Saved entries:
──────────────────────────────

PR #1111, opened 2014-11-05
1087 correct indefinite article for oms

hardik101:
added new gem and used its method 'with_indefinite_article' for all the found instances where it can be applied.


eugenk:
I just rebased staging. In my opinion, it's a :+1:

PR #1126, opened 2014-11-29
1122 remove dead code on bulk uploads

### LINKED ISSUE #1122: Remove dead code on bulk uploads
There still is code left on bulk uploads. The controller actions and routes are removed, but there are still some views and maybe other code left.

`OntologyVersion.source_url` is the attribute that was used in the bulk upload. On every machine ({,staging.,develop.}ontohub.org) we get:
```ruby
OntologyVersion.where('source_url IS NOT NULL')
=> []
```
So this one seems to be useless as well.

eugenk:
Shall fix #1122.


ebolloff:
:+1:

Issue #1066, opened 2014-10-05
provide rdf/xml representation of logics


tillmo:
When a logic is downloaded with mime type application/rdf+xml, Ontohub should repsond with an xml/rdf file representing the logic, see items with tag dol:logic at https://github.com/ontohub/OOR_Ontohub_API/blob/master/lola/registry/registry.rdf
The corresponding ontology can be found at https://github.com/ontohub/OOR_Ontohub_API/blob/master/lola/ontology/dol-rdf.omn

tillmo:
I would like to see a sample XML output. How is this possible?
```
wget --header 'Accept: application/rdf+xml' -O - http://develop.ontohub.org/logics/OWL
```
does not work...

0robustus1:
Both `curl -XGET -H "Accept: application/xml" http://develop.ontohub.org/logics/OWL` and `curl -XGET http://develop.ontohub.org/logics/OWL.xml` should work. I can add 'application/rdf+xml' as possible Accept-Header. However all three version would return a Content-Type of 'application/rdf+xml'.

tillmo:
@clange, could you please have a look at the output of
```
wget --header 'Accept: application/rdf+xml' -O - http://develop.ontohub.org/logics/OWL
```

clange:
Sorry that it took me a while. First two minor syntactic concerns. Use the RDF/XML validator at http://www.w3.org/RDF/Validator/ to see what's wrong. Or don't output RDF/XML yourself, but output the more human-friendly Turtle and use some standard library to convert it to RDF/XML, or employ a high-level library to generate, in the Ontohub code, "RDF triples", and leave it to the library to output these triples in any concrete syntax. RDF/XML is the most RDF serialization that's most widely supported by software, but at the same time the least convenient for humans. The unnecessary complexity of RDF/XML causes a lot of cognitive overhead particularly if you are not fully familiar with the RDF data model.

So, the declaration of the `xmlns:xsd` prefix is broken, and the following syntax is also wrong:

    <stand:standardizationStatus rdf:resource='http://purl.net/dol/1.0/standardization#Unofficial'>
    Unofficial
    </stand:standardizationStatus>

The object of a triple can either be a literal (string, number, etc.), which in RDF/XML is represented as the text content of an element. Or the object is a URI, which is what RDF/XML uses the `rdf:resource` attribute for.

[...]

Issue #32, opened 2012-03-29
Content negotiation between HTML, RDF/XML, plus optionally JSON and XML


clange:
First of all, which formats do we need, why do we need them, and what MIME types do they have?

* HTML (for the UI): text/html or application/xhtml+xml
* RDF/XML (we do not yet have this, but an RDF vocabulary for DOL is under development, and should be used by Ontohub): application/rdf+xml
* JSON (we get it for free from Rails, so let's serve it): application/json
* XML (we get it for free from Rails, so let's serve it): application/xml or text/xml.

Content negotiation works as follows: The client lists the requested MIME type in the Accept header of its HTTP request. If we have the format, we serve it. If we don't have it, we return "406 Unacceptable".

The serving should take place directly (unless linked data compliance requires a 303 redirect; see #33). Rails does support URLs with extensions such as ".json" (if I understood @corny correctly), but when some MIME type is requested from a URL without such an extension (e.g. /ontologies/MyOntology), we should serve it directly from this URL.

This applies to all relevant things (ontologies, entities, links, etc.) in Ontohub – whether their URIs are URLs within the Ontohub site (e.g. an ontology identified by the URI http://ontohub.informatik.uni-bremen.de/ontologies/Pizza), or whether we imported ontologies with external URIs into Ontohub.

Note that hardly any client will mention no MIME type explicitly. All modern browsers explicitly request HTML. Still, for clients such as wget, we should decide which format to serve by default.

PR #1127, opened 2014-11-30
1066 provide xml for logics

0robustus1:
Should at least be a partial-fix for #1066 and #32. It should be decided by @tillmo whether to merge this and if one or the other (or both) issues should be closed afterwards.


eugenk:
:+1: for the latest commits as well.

──────────────────────────────

## PROBLEM TO SOLVE
Report each line of the records that holds the word "blob".

## WRITTEN REPLY
When a logic is downloaded with mime type application/rdf+xml, Ontohub should repsond with an xml/rdf file representing the logic, see items with tag dol:logic at https://github.com/ontohub/OOR_Ontohub_API/blob/master/lola/registry/registry.rdf
The corresponding ontology can be found at https://github.com/ontohub/OOR_Ontohub_API/blob/master/lola/ontology/dol-rdf.omn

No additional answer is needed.